Report every line of the listing below in which the string "these" appears.

---*---

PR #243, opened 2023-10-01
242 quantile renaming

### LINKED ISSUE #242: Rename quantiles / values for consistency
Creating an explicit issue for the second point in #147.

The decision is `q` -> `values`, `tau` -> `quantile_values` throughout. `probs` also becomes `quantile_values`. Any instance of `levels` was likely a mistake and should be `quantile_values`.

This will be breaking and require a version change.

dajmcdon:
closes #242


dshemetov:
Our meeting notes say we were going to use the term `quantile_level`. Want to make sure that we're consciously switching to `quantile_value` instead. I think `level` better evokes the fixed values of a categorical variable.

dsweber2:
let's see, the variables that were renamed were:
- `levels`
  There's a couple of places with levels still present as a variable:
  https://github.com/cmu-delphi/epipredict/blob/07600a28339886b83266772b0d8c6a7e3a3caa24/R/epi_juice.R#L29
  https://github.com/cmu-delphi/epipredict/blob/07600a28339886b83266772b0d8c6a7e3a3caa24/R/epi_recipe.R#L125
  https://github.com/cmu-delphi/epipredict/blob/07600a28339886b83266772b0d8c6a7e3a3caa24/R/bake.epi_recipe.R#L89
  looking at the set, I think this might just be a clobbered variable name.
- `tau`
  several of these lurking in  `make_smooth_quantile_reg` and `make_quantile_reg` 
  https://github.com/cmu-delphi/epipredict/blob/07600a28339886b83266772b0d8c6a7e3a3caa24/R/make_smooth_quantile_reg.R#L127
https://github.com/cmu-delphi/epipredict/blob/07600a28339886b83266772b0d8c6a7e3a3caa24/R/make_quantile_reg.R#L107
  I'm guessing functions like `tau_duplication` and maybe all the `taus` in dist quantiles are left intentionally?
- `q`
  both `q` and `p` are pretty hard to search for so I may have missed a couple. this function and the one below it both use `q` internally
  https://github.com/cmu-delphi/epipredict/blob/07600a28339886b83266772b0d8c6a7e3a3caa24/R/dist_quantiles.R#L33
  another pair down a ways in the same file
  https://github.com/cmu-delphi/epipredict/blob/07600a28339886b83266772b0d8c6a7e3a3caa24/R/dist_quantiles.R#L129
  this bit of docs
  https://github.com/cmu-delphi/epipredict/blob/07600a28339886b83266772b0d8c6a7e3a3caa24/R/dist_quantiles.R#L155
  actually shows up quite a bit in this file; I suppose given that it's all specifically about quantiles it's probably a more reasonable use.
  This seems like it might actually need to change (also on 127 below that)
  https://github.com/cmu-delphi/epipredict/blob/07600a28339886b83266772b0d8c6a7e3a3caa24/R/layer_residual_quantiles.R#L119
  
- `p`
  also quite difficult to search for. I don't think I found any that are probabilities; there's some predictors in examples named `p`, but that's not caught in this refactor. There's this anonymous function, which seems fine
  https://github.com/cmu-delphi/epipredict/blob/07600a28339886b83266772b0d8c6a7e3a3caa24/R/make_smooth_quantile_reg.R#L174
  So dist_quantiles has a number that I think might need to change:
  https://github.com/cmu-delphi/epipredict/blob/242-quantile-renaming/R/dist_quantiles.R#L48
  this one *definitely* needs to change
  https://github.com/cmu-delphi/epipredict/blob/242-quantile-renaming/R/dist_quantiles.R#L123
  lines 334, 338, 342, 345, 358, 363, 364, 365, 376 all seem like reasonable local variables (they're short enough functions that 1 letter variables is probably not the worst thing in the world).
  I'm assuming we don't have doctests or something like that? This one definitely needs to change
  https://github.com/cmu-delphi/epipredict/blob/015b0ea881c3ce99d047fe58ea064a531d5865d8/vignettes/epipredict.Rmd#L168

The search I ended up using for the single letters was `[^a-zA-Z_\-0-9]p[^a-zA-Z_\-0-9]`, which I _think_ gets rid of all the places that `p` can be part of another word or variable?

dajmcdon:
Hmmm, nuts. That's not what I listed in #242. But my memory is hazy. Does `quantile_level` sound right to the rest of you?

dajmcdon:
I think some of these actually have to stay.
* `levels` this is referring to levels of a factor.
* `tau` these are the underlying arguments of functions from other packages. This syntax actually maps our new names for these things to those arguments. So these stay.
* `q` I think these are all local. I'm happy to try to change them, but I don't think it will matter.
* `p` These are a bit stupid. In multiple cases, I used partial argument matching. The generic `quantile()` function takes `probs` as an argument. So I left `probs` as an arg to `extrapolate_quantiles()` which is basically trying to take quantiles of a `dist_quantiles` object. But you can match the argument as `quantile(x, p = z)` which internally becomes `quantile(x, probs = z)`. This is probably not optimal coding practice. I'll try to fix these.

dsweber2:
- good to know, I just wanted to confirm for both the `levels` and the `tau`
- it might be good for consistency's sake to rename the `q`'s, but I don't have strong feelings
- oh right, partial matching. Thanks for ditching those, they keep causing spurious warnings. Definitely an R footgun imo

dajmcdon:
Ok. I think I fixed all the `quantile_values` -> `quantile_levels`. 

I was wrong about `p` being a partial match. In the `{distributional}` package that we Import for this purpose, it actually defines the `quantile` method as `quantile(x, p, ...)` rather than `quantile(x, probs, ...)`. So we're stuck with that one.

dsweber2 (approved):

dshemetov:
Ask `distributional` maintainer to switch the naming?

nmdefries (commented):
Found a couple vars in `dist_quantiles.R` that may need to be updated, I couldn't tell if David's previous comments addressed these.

---*---

Result of this exercise
  several of these lurking in  `make_smooth_quantile_reg` and `make_quantile_reg` 
I think some of these actually have to stay.
* `tau` these are the underlying arguments of functions from other packages. This syntax actually maps our new names for these things to those arguments. So these stay.
* `q` I think these are all local. I'm happy to try to change them, but I don't think it will matter.
* `p` These are a bit stupid. In multiple cases, I used partial argument matching. The generic `quantile()` function takes `probs` as an argument. So I left `probs` as an arg to `extrapolate_quantiles()` which is basically trying to take quantiles of a `dist_quantiles` object. But you can match the argument as `quantile(x, p = z)` which internally becomes `quantile(x, probs = z)`. This is probably not optimal coding practice. I'll try to fix these.
Found a couple vars in `dist_quantiles.R` that may need to be updated, I couldn't tell if David's previous comments addressed these.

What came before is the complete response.